[Start of Attachment]
PR #720, opened 2025-02-28
Feat/468274 page titles

jbarnsley10:
Reworked page title logic to simplify things
In V2 page schema, page title can be a blank string and forms-runner determines whether to display page title from 'page title' value or first question title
[End of Attachment]
*PROMPT*. The entries shown above should be copied out word for word.

*REPLY TO THE TASK*.
PR #720, opened 2025-02-28
Feat/468274 page titles

jbarnsley10:
Reworked page title logic to simplify things
In V2 page schema, page title can be a blank string and forms-runner determines whether to display page title from 'page title' value or first question title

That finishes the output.